Brief: Locate the string "linking" throughout the material and copy every line in which it occurs.

=-=-=-=-=

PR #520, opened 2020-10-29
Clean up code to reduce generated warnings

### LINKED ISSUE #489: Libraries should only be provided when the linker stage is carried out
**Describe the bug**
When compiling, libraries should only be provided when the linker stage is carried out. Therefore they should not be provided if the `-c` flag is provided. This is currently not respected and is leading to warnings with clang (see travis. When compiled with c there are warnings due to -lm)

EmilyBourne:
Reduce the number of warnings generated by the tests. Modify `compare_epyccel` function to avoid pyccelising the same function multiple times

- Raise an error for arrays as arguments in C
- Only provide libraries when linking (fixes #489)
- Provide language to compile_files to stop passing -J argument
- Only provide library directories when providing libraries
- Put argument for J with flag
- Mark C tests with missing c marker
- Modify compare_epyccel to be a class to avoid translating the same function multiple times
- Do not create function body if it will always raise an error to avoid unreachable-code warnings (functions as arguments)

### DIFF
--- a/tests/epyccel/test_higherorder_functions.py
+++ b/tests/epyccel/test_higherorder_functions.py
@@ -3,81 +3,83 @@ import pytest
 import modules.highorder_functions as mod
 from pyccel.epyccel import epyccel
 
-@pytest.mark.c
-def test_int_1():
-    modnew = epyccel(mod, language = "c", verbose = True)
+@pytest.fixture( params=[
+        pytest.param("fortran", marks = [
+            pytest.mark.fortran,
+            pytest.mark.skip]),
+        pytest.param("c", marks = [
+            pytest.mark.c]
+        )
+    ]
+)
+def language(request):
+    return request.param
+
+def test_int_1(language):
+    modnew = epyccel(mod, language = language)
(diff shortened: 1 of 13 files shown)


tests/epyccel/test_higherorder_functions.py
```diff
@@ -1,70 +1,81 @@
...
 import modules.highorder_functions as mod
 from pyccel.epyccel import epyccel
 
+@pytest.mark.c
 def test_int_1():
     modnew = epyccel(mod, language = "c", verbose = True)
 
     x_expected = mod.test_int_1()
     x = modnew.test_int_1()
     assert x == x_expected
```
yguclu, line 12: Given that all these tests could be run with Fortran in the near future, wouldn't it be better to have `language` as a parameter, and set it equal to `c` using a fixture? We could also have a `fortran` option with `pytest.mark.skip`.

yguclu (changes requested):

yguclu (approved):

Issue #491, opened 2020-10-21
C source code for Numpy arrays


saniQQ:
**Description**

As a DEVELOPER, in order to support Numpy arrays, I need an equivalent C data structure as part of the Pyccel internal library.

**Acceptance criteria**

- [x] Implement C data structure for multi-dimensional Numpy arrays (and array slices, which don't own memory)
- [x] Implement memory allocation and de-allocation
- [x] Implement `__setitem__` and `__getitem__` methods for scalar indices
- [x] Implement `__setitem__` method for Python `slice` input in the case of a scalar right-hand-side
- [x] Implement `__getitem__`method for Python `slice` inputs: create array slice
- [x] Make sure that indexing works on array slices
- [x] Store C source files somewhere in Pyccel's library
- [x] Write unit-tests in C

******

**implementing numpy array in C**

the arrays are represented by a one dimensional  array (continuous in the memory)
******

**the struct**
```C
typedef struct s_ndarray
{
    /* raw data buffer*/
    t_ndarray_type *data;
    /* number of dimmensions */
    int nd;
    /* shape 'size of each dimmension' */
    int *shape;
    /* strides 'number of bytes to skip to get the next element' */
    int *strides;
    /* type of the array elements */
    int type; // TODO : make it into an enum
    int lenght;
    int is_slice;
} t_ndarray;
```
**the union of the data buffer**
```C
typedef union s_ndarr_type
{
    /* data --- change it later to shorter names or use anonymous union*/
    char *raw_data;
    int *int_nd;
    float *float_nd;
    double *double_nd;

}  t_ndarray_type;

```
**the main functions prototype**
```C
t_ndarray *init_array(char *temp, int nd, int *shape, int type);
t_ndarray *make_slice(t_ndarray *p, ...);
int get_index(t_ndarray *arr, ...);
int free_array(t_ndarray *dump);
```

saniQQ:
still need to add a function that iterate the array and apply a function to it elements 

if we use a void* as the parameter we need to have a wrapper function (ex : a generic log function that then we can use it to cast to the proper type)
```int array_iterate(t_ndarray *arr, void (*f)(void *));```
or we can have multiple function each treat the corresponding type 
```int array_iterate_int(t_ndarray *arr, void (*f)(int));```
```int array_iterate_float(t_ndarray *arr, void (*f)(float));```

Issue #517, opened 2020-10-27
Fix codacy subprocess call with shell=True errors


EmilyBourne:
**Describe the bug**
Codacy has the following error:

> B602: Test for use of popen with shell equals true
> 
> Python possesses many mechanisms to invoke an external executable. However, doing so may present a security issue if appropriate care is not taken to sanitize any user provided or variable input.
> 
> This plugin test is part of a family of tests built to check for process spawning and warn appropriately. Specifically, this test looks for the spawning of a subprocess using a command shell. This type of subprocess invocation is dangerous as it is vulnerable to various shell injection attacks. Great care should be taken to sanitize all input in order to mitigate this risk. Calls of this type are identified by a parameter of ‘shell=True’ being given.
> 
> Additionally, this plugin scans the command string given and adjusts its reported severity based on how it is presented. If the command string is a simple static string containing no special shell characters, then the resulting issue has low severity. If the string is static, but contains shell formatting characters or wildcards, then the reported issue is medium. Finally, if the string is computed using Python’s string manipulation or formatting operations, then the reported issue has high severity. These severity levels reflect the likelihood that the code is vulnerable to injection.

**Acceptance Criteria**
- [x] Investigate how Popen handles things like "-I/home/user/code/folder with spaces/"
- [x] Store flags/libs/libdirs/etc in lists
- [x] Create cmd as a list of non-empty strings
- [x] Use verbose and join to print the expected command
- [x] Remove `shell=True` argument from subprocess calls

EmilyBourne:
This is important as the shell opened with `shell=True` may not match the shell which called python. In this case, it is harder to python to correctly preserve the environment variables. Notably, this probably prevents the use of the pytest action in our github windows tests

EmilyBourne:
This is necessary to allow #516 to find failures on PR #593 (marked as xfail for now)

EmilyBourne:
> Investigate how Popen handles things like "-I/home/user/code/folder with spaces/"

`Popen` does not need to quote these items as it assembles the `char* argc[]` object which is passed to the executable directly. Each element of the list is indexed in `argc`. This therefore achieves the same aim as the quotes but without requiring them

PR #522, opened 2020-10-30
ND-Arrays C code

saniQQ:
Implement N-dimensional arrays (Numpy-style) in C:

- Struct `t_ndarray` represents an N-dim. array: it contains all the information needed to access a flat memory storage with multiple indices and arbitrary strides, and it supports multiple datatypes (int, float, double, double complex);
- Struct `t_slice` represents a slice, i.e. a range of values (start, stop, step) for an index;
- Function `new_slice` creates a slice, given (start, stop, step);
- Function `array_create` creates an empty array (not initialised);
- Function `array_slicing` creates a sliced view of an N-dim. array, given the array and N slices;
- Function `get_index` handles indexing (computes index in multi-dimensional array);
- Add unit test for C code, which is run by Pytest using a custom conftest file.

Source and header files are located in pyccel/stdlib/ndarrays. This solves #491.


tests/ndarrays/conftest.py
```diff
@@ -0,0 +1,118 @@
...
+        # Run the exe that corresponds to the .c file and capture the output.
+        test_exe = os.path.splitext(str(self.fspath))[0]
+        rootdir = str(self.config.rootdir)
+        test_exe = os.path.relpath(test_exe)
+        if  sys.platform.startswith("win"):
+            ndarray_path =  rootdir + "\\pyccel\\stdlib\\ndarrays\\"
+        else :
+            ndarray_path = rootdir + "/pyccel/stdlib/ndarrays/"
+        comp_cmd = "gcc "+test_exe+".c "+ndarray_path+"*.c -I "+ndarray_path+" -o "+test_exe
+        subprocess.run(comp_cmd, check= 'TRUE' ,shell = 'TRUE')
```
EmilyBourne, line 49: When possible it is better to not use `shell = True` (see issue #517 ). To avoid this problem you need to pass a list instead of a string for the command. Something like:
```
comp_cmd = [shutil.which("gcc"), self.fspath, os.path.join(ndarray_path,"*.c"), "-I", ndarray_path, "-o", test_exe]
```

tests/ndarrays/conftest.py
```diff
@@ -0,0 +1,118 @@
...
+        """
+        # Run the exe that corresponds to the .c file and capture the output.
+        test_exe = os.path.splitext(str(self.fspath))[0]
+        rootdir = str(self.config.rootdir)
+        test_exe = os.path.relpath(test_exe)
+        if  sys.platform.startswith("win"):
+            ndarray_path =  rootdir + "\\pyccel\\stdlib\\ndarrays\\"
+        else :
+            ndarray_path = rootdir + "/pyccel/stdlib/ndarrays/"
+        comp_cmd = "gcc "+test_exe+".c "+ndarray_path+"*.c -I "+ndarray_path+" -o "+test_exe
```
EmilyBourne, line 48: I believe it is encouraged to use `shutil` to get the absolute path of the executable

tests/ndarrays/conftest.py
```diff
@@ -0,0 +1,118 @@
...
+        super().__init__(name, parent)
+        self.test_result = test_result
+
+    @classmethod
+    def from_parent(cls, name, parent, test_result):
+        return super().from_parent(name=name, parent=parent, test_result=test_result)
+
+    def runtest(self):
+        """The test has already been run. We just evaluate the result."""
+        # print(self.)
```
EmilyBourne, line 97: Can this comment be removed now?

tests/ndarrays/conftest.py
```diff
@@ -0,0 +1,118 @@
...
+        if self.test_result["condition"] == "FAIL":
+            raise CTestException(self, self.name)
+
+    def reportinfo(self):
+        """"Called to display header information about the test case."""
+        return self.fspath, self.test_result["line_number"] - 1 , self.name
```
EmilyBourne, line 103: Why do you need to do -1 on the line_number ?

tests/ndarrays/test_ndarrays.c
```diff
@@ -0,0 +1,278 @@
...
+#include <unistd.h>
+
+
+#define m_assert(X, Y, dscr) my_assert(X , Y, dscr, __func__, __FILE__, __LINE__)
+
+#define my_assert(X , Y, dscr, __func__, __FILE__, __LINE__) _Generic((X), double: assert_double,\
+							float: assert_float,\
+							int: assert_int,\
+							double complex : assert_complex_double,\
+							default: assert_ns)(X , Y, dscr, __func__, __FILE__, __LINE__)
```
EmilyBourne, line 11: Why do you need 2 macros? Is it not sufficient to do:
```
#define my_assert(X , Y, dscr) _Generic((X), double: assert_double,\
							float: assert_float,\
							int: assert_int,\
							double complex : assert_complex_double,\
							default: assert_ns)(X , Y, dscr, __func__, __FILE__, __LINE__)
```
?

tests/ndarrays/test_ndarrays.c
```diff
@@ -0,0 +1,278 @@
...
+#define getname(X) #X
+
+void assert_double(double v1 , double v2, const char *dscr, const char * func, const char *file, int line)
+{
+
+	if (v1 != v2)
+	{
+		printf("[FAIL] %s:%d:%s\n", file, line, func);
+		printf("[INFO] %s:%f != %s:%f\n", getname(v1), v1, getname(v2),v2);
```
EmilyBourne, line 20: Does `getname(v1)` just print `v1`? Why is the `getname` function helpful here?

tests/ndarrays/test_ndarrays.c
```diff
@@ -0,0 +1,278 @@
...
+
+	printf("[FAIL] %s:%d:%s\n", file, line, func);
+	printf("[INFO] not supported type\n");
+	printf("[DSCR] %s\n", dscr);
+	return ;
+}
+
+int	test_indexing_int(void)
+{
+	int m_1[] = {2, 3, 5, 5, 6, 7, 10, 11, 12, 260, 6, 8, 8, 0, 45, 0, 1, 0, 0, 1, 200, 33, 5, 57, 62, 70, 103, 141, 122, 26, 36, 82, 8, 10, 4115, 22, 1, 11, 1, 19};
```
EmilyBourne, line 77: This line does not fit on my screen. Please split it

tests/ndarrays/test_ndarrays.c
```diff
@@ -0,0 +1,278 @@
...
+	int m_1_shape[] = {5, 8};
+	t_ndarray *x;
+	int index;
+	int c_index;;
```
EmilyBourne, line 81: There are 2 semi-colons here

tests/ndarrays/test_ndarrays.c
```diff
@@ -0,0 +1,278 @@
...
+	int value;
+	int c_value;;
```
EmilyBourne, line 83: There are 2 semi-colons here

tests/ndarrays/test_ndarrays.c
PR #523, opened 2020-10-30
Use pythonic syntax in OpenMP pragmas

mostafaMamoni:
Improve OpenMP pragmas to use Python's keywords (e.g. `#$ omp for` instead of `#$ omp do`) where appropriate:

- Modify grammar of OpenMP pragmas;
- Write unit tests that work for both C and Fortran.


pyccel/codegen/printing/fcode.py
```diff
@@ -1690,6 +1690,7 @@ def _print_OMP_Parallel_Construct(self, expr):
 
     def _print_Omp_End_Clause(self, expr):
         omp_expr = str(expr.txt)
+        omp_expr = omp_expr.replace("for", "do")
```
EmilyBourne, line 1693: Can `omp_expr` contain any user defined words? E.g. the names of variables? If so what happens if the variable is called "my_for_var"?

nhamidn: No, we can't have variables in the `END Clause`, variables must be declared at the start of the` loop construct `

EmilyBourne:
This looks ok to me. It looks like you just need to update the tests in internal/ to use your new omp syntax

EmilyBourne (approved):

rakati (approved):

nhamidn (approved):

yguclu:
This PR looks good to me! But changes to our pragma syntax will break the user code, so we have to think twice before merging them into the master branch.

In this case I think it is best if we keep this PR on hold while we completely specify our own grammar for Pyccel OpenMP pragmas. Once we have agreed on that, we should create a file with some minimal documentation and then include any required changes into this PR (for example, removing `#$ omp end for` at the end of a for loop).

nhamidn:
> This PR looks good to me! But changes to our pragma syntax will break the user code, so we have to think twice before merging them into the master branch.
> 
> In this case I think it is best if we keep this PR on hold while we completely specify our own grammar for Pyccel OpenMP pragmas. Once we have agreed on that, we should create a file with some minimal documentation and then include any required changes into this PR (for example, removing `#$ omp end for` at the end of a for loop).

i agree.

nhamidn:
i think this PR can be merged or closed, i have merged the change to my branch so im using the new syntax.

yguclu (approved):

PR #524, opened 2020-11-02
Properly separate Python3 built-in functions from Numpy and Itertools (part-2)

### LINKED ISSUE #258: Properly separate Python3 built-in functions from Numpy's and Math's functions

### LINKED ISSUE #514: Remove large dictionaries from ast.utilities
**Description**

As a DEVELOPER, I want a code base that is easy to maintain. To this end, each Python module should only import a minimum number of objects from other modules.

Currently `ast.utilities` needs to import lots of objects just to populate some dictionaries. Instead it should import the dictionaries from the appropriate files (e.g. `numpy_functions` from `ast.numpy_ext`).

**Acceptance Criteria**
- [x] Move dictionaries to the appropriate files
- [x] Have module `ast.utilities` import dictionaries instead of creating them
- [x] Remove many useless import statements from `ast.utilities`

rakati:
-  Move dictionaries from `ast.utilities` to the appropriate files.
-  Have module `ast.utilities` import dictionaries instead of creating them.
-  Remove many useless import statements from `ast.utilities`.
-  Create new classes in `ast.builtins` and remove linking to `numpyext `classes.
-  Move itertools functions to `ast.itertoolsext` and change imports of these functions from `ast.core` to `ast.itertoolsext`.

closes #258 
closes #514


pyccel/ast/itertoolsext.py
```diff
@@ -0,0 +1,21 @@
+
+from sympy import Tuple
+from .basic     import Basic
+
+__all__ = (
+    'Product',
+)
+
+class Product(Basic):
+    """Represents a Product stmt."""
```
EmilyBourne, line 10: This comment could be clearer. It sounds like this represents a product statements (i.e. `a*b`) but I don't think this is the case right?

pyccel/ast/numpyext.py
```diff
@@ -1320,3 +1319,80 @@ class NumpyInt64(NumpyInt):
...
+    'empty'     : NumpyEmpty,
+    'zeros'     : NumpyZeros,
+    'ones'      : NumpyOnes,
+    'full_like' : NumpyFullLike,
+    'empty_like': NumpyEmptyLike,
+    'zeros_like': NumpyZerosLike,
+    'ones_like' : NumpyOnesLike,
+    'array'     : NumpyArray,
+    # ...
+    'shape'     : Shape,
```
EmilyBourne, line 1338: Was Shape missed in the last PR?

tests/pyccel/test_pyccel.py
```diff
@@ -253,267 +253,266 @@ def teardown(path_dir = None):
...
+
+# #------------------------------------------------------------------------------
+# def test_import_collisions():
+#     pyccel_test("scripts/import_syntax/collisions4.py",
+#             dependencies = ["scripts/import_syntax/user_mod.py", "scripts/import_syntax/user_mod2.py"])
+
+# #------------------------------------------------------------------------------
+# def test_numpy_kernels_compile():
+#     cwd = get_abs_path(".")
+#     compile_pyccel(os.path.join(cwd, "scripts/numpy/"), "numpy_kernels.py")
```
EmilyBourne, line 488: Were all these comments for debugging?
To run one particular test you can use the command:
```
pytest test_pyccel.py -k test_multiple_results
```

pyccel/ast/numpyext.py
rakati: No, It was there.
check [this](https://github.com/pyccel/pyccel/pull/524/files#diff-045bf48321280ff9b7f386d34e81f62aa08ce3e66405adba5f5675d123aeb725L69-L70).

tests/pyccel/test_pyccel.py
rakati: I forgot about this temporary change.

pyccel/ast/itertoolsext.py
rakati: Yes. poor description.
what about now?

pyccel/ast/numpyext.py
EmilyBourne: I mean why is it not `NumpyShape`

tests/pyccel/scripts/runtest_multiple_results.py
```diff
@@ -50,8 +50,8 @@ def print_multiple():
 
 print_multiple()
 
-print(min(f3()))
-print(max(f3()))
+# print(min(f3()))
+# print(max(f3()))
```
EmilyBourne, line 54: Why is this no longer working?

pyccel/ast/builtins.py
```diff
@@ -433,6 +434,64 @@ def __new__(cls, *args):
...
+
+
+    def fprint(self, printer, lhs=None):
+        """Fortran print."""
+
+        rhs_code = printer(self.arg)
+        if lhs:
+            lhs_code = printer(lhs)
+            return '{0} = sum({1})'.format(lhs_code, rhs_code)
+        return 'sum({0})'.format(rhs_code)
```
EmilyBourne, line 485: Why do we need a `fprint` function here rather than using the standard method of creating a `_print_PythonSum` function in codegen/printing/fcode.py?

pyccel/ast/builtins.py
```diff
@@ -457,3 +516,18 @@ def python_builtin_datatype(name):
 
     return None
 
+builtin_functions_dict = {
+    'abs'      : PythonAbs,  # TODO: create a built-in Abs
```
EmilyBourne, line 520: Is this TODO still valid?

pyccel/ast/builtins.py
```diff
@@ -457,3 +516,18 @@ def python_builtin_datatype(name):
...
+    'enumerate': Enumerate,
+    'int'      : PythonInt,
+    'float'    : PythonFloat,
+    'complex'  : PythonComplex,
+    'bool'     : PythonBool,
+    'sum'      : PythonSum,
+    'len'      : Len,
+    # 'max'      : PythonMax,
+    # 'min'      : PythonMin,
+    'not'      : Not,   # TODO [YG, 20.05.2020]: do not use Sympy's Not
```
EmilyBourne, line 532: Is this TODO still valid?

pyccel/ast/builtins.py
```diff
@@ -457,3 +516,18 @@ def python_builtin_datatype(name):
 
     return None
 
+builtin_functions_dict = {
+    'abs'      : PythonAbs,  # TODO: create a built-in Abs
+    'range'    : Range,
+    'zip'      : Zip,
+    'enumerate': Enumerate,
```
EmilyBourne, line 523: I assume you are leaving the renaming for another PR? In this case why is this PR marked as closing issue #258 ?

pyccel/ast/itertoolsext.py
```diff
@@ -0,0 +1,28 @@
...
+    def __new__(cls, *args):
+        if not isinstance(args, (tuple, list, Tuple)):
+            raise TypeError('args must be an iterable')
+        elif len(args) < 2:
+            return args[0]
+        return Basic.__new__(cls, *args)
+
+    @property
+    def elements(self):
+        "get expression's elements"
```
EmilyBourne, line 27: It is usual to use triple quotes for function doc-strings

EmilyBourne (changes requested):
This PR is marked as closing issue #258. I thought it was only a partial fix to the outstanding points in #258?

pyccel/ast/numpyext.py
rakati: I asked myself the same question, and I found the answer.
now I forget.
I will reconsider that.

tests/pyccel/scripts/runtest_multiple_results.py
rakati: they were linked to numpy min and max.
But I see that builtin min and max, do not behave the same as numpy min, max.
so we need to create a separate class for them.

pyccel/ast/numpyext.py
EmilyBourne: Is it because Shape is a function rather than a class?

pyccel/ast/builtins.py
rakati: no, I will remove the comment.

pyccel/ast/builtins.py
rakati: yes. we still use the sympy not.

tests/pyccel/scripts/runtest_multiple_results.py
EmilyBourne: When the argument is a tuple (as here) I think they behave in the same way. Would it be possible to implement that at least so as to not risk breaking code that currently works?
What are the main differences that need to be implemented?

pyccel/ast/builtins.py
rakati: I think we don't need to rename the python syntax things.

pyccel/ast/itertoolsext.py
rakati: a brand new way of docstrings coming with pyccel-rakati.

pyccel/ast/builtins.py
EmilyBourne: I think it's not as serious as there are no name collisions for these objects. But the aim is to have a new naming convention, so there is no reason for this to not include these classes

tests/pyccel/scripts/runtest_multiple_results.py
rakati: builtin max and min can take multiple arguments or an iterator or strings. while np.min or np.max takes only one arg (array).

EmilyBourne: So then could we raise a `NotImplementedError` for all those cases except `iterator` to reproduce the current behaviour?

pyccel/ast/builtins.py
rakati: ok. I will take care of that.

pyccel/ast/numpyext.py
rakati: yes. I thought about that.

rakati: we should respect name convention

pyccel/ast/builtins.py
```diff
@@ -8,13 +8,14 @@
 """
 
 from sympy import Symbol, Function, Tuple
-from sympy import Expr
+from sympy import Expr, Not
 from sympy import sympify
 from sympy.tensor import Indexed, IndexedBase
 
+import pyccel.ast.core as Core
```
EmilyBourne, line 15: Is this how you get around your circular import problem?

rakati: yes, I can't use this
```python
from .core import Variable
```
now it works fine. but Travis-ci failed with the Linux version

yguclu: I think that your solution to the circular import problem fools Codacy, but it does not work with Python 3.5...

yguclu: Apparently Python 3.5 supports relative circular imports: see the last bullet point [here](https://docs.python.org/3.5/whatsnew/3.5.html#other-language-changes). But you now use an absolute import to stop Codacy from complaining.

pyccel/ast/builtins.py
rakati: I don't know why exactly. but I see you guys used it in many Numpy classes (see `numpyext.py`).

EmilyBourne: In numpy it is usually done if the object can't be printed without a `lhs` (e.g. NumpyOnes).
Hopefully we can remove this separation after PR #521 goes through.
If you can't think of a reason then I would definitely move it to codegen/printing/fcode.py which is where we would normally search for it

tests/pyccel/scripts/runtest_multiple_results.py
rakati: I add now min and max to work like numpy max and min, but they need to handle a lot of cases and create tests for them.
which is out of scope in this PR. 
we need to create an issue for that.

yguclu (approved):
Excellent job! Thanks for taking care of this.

=-=-=-=-=

Solution to this task:
- Only provide libraries when linking (fixes #489)
-  Create new classes in `ast.builtins` and remove linking to `numpyext `classes.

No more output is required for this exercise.